# Problémes connexion Numericable avec macbook



## michkono (8 Mars 2010)

Bonjour à tous, 
je désespère, je ne trouve pas de réponse précise à mon problème de connexion.

je viens de changer de modem chez Numéricable, un 100 Mo au lieu de 30 Mo, j'étais éliglble au 100Mo...bref je me connecte en wifi, et depuis le changement j'ai un débit ultra variable et surtout beaucoup de sites ne sont plus accessibles, firefox ne trouve pas les sites, adresse introuvables, délais dépassés..etc. même chose sur mon iphone (connecté sur mon modem)...

j'ai testé les sites ailleurs au boulot, et tout est accessibles sans problème...

savez vous de quoi il s'agit ?
problème DNS ?

j'ai un macbook pro 2,4 - modem netgear 100Mo

D'avance un grand merci....

G.


----------



## tsss (8 Mars 2010)

michkono a dit:


> .
> problème DNS ?
> ..



Possible, les DNS de numericable sont connus pour être "pourris" 

Essaie en utilisant Opendns, il d'utiliser les dns suivant :

208.67.222.222
208.67.220.220


----------



## michkono (8 Mars 2010)

merci !
c'est peut etre une connerie mais est ce que ca va diminuer mon débit ?
encore merci 
g.


----------



## tsss (8 Mars 2010)

non pas du tout, la résolution de nom (dns) et le débit son deux choses bien distinct


----------



## michkono (8 Mars 2010)

un grand merci !!
G.L


----------



## Sly54 (8 Mars 2010)

Si tu pouvais nous tenir au courant si les débits s'améliorent, ça serait cool et ça servirait à tous


----------



## michkono (11 Mars 2010)

Salut, 
en fait j'ai essaye de changer les DNS et toujours la même galère.... certains sites sont accessible d'autre non.....je n'y comprend rien et le service technique de numéricable a été sublime de connerie...ah vous avez un mac !!! là ca ne rentre plus dans nos obligations de contrat.... ????!!!!!! je peux vous passer un service spécialisé mac qui vous facturera 18 euros l'intervention....j'

---------- Nouveau message ajouté à 14h18 ---------- Le message précédent a été envoyé à 14h16 ----------

... fin du message...
j'ai cru rêvé !!!!! je les ai envoyé se faire voir...bref, qqn aurait une autre explication....un grand merci...au fait ca marche parfaitement qd je change de modem et que je rebranche l'ancien (30 mega), il me semble que les nouveaux ont une IP fixe alors que les anciens ont une IP qui change a chaque connexion...qqn sait si ca peut avoir une influence ???

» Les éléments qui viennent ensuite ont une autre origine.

PR #891, opened 2016-02-26
Support for 64/128 bit integer comparison

mmidor:
As the default LONGS_EQUAL act different depending on platform,
user should be warned that this macro may not work as expected.
Further on, more universal macro should be provided, like
MEMCMP_EQUAL(), but presenting output as hexadecimal number,
not a hexadecimal memory dump.

I created INTS_EQAL() macro - just a proposal. 
It works like a MEMCMP_EQUAL(), but produces following output:
    expected <0x00000000000000000000000000000001>
    but was  <0x00000000000000000080000000000000>

### DIFF
--- a/src/CppUTest/SimpleString.cpp
+++ b/src/CppUTest/SimpleString.cpp
@@ -628,6 +628,23 @@ SimpleString StringFromBinaryWithSizeOrNull(const unsigned char* value, size_t s
     return (value) ? StringFromBinaryWithSize(value, size) : "(null)";
 }
 
+SimpleString StringFromAnyInteger(const unsigned char* value, size_t size)
+{
+    SimpleString result = "0x";
+
+    for (int i = size-1; i >= 0; i--)
+    {
+        result += StringFromFormat("%02X", value[i]);
+    }
+
+    return result;
+}
+
+SimpleString StringFromAnyIntegerOrNull(const unsigned char* value, size_t size)
+{
+    return (value && size) ? StringFromAnyInteger(value, size) : "(null)";
+}
+
 SimpleString StringFromMaskedBits(unsigned long value, unsigned long mask, size_t byteCount)
 {
     SimpleString result;
--- a/src/CppUTest/SimpleString.cpp
+++ b/src/CppUTest/SimpleString.cpp
@@ -632,9 +632,8 @@ SimpleString StringFromAnyInteger(const unsigned char* value, size_t size)
 {
     SimpleString result = "0x";
 
-    for (int i = size-1; i >= 0; i--)
-    {
-        result += StringFromFormat("%02X", value[i]);
+    for (size_t i = 0; i < size; i++) {
+        result += StringFromFormat("%02X", value[size-1-i]);
     }
 
     return result;
--- a/src/CppUTest/TestFailure.cpp
+++ b/src/CppUTest/TestFailure.cpp
@@ -318,6 +318,15 @@ BinaryEqualFailure::BinaryEqualFailure(UtestShell* test, const char* fileName, i
 	}
 }
 
+IntsEqualFailure::IntsEqualFailure(UtestShell* test, const char* fileName, int lineNumber, const unsigned char* expected,
+                                       const unsigned char* actual, size_t size, const SimpleString& text)
+: TestFailure(test, fileName, lineNumber)
+{
+    message_ = createUserText(text);
+
+	message_ += createButWasString(StringFromAnyIntegerOrNull(expected, size), StringFromAnyIntegerOrNull(actual, size));
+}
+
 BitsEqualFailure::BitsEqualFailure(UtestShell* test, const char* fileName, int lineNumber, unsigned long expected, unsigned long actual,
                                    unsigned long mask, size_t byteCount, const SimpleString& text)
 : TestFailure(test, fileName, lineNumber)
--- a/src/CppUTest/TestFailure.cpp
+++ b/src/CppUTest/TestFailure.cpp
@@ -322,6 +322,19 @@ IntsEqualFailure::IntsEqualFailure(UtestShell* test, const char* fileName, int l
                                        const unsigned char* actual, size_t size, const SimpleString& text)
 : TestFailure(test, fileName, lineNumber)
 {
+    if (size <= sizeof(long))
+    {
+        long lexp = 0, lact = 0;
+        for (size_t i = 0; i < size; i++)
+            ((unsigned char*)&lexp)[i] = ((const unsigned char *)expected)[i];
+        for (size_t i = 0; i < size; i++)
+            ((unsigned char*)&lact)[i] = ((const unsigned char *)actual)[i];
+
+        LongsEqualFailure f(test, fileName, lineNumber, lexp, lact, text);
+        message_ = f.getMessage();
+        return;
+    }
+
     message_ = createUserText(text);
 
 	message_ += createButWasString(StringFromAnyIntegerOrNull(expected, size), StringFromAnyIntegerOrNull(actual, size));
--- a/src/CppUTest/TestFailure.cpp
+++ b/src/CppUTest/TestFailure.cpp
@@ -318,7 +318,7 @@ BinaryEqualFailure::BinaryEqualFailure(UtestShell* test, const char* fileName, i
 	}
 }
 
-IntsEqualFailure::IntsEqualFailure(UtestShell* test, const char* fileName, int lineNumber, const unsigned char* expected,
+AnyIntsEqualFailure::AnyIntsEqualFailure(UtestShell* test, const char* fileName, int lineNumber, const unsigned char* expected,
                                        const unsigned char* actual, size_t size, const SimpleString& text)
 : TestFailure(test, fileName, lineNumber)
 {
--- a/tests/AllTests.cpp
+++ b/tests/AllTests.cpp
@@ -33,6 +33,11 @@ int main(int ac, const char** av)
     CHECK(true);
     LONGS_EQUAL(1, 1);
 
+#ifdef __GNUC__
+//    __int128_t i128 = 1;
+//    LONGS_EQUAL(1, i128);
+#endif
+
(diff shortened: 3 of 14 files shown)


mmidor:
Anybody knows how to fix problem generated by Travis `wcl` compiler ?
It rejects construction like this:

``` C
long func() { return -1; }

void main() 
{
    // here x becomes eq sizeof(long), 
    // the func() is not called as sizeof is evaluated at compile-time !
    int x = sizeof(func()); 
}
```

arstrube:
I might be able to look into this on Monday.

What is actually the reason you are using sizeof(func()) rather than sizeof(long) ?

mmidor:
I changed the macro LONGS_EQAL to warn the user:

```C
  #define LONGS_EQUAL_LOCATION(expected, actual, text, file, line)\
   { if ((sizeof(expected) > sizeof(long)) || (sizeof(actual) > sizeof(long))) \
         UtestShell::getCurrent()->print( \
            "WARNING:\n\tSize of `expected` or `actual` is bigger than size of `long int`\n\tConsider use of INTS_EQUAL().\n", \
             file, line); \
     UtestShell::getCurrent()->assertLongsEqual((long)expected, (long)actual, text, file, line); }
```

Now let's imagine test like this:

```C
long long func(int a) { return a * a * a; }
LONGS_EQUAL(125, func(5));
```
It is correct, however testing `sizeof(func())` seems to be unacceptable for the mentioned compiler.

mmidor:
The problem would disappear if assertLongsEqual() accepted long long argument. But long long int is not a standard :-(

mmidor:
What about this issue ? I saw you added some compiler parameter to ignore the `sizeof` side effect. Did it helped ?

arstrube:
Of course it did :). Now I see why you killed Appveyor.... ;-)

arstrube:
Will only help you though, if

1. you merge cpputest/master into your PR -- or --
2. you rebase your PR onto cpputest/master

mmidor:
Yupiyayeeey!

Now, let's discuss how to proceed. To be honest, I have no idea how to support all kinds of usage, including:
* ANYINTS_EQUAL(1, 1)
* ANYINTS_EQUAL(integer, 1)
* ANYINTS_EQUAL(1, integer)
* ANYINTS_EQUAL(1, func(123))

Ability to use C++11 and `decltype` would solve all the problems. But now, the macro ANYINTS_EQUAL can accept only pointers to variables of the same size. Exactly as MEMCMP_EQUAL. Very inconvenient.

And, of course, my idea was not to introduce another new special macro (there are already a lot of them), but make the existing LONGS_EQUAL more universal and robust (to not loose silently int64 data on 32bit platforms anymore).

How about templates? They may help solving this.

src/CppUTest/SimpleString.cpp
```diff
@@ -628,6 +628,22 @@ SimpleString StringFromBinaryWithSizeOrNull(const unsigned char* value, size_t s
     return (value) ? StringFromBinaryWithSize(value, size) : "(null)";
 }
 
+SimpleString StringFromAnyInteger(const unsigned char* value, size_t size)
```
basvodde: Should this be a hex string from any integer?

src/CppUTest/TestFailure.cpp
```diff
@@ -318,6 +318,28 @@ BinaryEqualFailure::BinaryEqualFailure(UtestShell* test, const char* fileName, i
...
 
+AnyIntsEqualFailure::AnyIntsEqualFailure(UtestShell* test, const char* fileName, int lineNumber, const unsigned char* expected,
+                                       const unsigned char* actual, size_t size, const SimpleString& text)
+: TestFailure(test, fileName, lineNumber)
+{
+    if (size <= sizeof(long))
+    {
+        long lexp = 0, lact = 0;
+        for (size_t i = 0; i < size; i++)
+            ((unsigned char*)&lexp)[i] = ((const unsigned char *)expected)[i];
```
basvodde: Can you add this loop in a helper function (inside the class, private) that describes what it does and call it twice?

tests/AllTests.cpp
```diff
@@ -33,6 +33,19 @@ int main(int ac, const char** av)
...
+        __int128_t a128 = 1;
+        __int128_t b128 = 1;
+        LONGS_EQUAL(a128, b128);
+
+        // expected <0x00000000000000000000000000000001>
+        // but was  <0x00000000000000000080000000000000>
+        __int128_t c128 = 1;
+        __int128_t d128 = 1L << 55;
+        ANYINTS_EQUAL(&c128, &d128, sizeof(c128));
+#endif
```
basvodde: This can't be here like this. What is it and why is it #it 0-ed

tests/TestFailureTest.cpp
```diff
@@ -333,6 +333,38 @@ TEST(TestFailure, BinaryEqualFullWidth)
...
+    FAILURE_EQUAL("expected <256 0x100>\n\tbut was  <512 0x200>", f);
+}
+
+TEST(TestFailure, IntsEqualFourBytes)
+{
+    const unsigned char expectedData[] = {0x00, 0x01, 0x00, 0x00};
+    const unsigned char actualData[] = {0x00, 0x02, 0x00, 0x00};
+    AnyIntsEqualFailure f(test, failFileName, failLineNumber, expectedData, actualData, sizeof(expectedData), "");
+
+    if (sizeof(long) >= 4)
```
basvodde: Split this into two tests. An if in the test is a smell

basvodde:
I couldn't find a test related to the new warning that was introduced?

tests/TestFailureTest.cpp
arstrube: 1. In my mind, the first part of the "if" just means making a bad result okay. If I understand correctly what you are doing, then the outcome of your comparison should be the same, irrespective of size of long? After all, you are passing in the integer data as an array of bytes?

2. There  is no test for 64 bit or 128 bit.

3. An int can be negative. I don't think your methods can handle negative values (yet?).

4. What about little-endian vs. big-endian?

arstrube:
I'm really not sure it can be done, with the constraints that we have set ourselves (must work without Std C++ library, must not use templates, must not use long long).

Of these I think allowing long long would be the easiest (would have to be a cpputest option, like using/not using Std Cpp library) or perhaps handle by Automake?

Without that, some tests will not be possible (e.g. passing in an actual 64/128 bit integer to the macro).

tests/TestFailureTest.cpp
basvodde: Endianness seems an issue.... Did you take that into account @mmidor

mmidor:
This is not completed yet - I made this to show my idea, to go around and try to find better solution than LONGS_EQUAL and support not only int32 but int64 and int128 as well if the platform supports it. 

But I don't want to create just another macro, there are o much of them already. Bytes, Longs, Ints, where is it going ? 
One test for integers should be enough, but able to accept numbers of any size and type (value like 15, variable, function call result). Its difficult. 

Maybe LONGS_EQUAL could use input parameter dependent on what maximum length int the current platform supports ? CMake performs tests during the build to find out what features the current platform support - can we use these results ?

basvodde:
@arstrube An #if is possible, as long as it isn't in the header and changing the class memory layout, like we had in the previous pull request...

arstrube:
@mmidor - if I am not entirely mistaken, your approach needs to pass a pointer to the integer (so it can be interpreted as an array). This would probably not be possible to reconcile with

* ANYINTS_EQUAL(1, func(123))

src/CppUTest/TestFailure.cpp
mmidor: Of course

tests/AllTests.cpp
mmidor: This is temporary, will be removed

arstrube:
I totally agree with @mmidor that the goal should be to make LONGS_EQUAL more flexible.

*Normally* we use function overloading, but we can't for long long, because we'd need to #ifdef one of the overloaded methods, and we have seen this is not a good idea.

The "old-fashioned" style, on the other hand, would have been (and C compilers still do that) with low-level macros, something like:
```c++
#define STRING_FROM_ANY_INTEGER(x) \
    ((sizeof(x) == 8) ? StringFromAnyInteger((const unsigned char*)&x, 8) : \
    (siseof(x) == 16) ? StringFromAnyInteger((const unsigned char*)&x, 16) : \
    StringFrom(x))
```
This way, if I am not entirely mistaken, it would not be necessary to pass the size to the test failure, and it should be okay to compare different size values. It would also be easier to put in #ifdef's and suitable warnings to handle different platforms.

arstrube:
For example,
```c++
#ifdef CPPUTEST_PLATFORM_SUPPORTS_LONG_LONG 
    #define STRING_FROM_ANY_INTEGER(x) \
         ((sizeof(x) == sizeof(long long)) ? StringFromAnyInteger((const unsigned char*)&x, sizeof(long long)) : \
         StringFrom(x))
#else
    #define STRING_FROM_ANY_INTEGER(x) StringFrom(x))
#endif
```
This would keep the standard behavior for anything but long long, which would under windows be 64bit, and under 'nix probably 128bit.

basvodde:
With long long support being integrated, is this still relevant?

mmidor:
I dont know what you are talking about, I see no long long in function arguments.
And I hate `unsigned long long` in the code, it's ugly and makes problems when porting code between platforms. Someone invented uint64_t which is nice clear and always of expected size. Just a digression. 

Anyway, this pull request is supposed to be abandoned.

basvodde:
There is a seperate pull request that adds long long support. It doesn't use long long directly, but not the uint64_t either :)

arstrube:
Yeah.... uintxx_t is nice and clean :-/. Practically every embedded project I know uses it in some form. Some prefer their own typedefs (s8, u16, or whatever they call it), which can lead to problems. I know this approach is not without its drawbacks either, but it works well in situations where bit width matters a lot (which, in embedded development, is most situations :-P)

Un grand merci pour vos lumieres....

G.L


----------



## B.P (17 Avril 2010)

Salut michkono,

J'ai exactement les mêmes soucis en ce moment avec numéricable. Pas d'accès à certains sites (exemple la page pour se logguer sur MSN) , et d'autres qui rament.

J'ai aussi un pc , même problème.

Quand je me connecte sur le wifi du voisin (free), plus aucun problème!!

Si je passe par un proxy, plus de problème!


Je ne sais plus comment faire.

Michkono, as tu pu t'en sortir?

merci


----------



## sforestier (10 Juillet 2010)

Bonjour,

Je viens de changer de modem chez Numéricable et suis passée d'un vieux Thomson qui fonctionnait très bien à un modem castlenet cbv734ew 100 mégas qui choppe internet quand il y pense. Je réussi par moments à me connecter via Wifi. Je n'ai jamais réussi par Ethernet!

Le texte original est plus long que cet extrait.